- Activity
Every line that contains the word "string" should be copied from the records below.
· · ·
PR #44, opened 2023-02-21
Added bazel native build of netcdf-c and netcdf-cxx [BUILD-530]

wwieclaw:
# Design Notes
There are 3 header files generated by CMake build and each of those file has a corresponding target:
* `include/netcdf_dispatch.h.in` - `expand_netcdf_dispatch_h_in`
* `include/netcdf_meta.h.in` - `expand_netcdf_meta_h_in`
* `config.h.in`- `gen_config_h`

The first two templates I expand using `//tools:configure_file` with the same values from the file that CMake build generated in the docker image defined [here](https://github.com/swift-nav/netcdf-c-bazel/blob/main/Dockerfile). The third file is entirely copied from CMake build.

There are 3 `.m4` files in `libsrc` that transformed to source fiiles. For this I used a simple genrule:
```
genrule(
    name = "gen_attr_c",
    srcs = ["libsrc/attr.m4"],
    outs = ["attr.c"],
    cmd = "m4 $(SRCS) > $@",
)
```
This requires that `swift-build-bazel` has `m4`, but we could also use [rules_m4](https://github.com/jmillikin/rules_m4) or maybe generate those files once and embed them in the BUILD file, similarly to `gen_config_h`.

# Testing
I've locally ran the orion-engine's tests using those BUILD files. It was only tested on linux. I've yet to test in on the CI, I'll update the PR when I'm done.

# Jira
https://swift-nav.atlassian.net/jira/software/projects/BUILD/boards/227?selectedIssue=BUILD-530


third_party/netcdf-c.BUILD
```diff
@@ -12,30 +12,983 @@
...
+        "libhdf5/nc4memcb.c",
+    ],
+    hdrs = hdrs,
+    defines = defines,
+    includes = ["include"],
+    deps = ["@hdf5"],
+)
+
+genrule(
+    name = "gen_config_h",
```
isaactorz, line 314:
```suggestion
    name = "config",
```

super nit. I think it's cleaner to not let the detail of this targets rule leak into the target name. Plus this is more consistent with other targets we have that make a `config.h` file.

third_party/netcdf-c.BUILD
```diff
@@ -12,30 +12,983 @@
...
+    outs = ["config.h"],
+    cmd = r"""
```
isaactorz, line 316: I'd like to move this to a variable so that we can `select` the string that corresponds to the platform we're building.

We'll probably need an AND chain to express the logic: https://bazel.build/docs/configurable-attributes#and-chaining

third_party/netcdf-c.BUILD
```diff
@@ -12,30 +12,983 @@
...
+/* Define to 1 if you have the `H5Z_SZIP' function. */
+#define HAVE_H5Z_SZIP 1
+
+/* Define to 1 if you have libsz */
+#define HAVE_SZ 1
+
+/* Define to 1 if you have the <hdf5.h> header file. */
+#define HAVE_HDF5_H 1
+
+/* Define to 1 if you have the <hdf5.h> header file. */
```
isaactorz, line 588: Seems like a typo on their end. I think they mean 'hdf5-hl'

third_party/netcdf-c.BUILD
```diff
@@ -12,30 +12,983 @@
...
+#define HAVE_FTW_H 1
+
+/* Define to 1 if you have the <libgen.h> header file. */
+#define HAVE_LIBGEN_H 1
+
+/* Define to 1 if you have the `strdup' function. */
+#define HAVE_STRDUP 1
+
+/* Define to 1 if you have the `strndup` function. */
+#define HAVE_STRNDUP
```
isaactorz, line 691: I wonder why these are missing the 1.

Probably doesn't matter as long as the symbol is defined.

isaactorz (commented):
Great work.

As for the `m4` generated files, what's the actual content that gets generated?

If it's not embedding info from the host system or things that are platform specific then I don't think there's any issue just adding them like we did `config.h`.

I think if we can avoid implicitly depending on m4, we should.

third_party/netcdf-c.BUILD
```diff
@@ -12,30 +12,983 @@
...
+
+defines = [
+    "HAVE_CONFIG_H",
+]
+
+cc_library(
+    name = "netcdf-c",
+    srcs = [
+        "liblib/nc_initialize.c",
+        ":dispatch",
```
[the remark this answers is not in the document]
wwieclaw: So in the netcdf all the libraries are defined as [object libraries](https://cmake.org/cmake/help/latest/command/add_library.html#id3)
```cmake
add_library(netcdf3 OBJECT ${libsrc_SOURCES})
```

And then they are composed like this:
```cmake
FOREACH(LIBS ${liblib_LIBS})
  SET(LARGS ${LARGS} $<TARGET_OBJECTS:${LIBS}>)
ENDFOREACH()

ADD_LIBRARY(netcdf nc_initialize.c ${LARGS} )
```

I tried to emulate that, but tbh I have no Idea that I did the right thing. I bet this is the reason for GCC build failure

wwieclaw:
SInce the m4 headers are huge, I did a small refactoring. I moved all the embedded source files to `third_party/netcdf-c/` directory . Each file has a corresponding `.bzl` file that contains a string constant with the entire source of the file.

third_party/netcdf-c.BUILD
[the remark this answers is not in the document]
isaactorz: Ah ok I see.

isaactorz (approved):
LGTM assuming the gcc build passes!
· · ·
- Result for this task
isaactorz, line 316: I'd like to move this to a variable so that we can `select` the string that corresponds to the platform we're building.
SInce the m4 headers are huge, I did a small refactoring. I moved all the embedded source files to `third_party/netcdf-c/` directory . Each file has a corresponding `.bzl` file that contains a string constant with the entire source of the file.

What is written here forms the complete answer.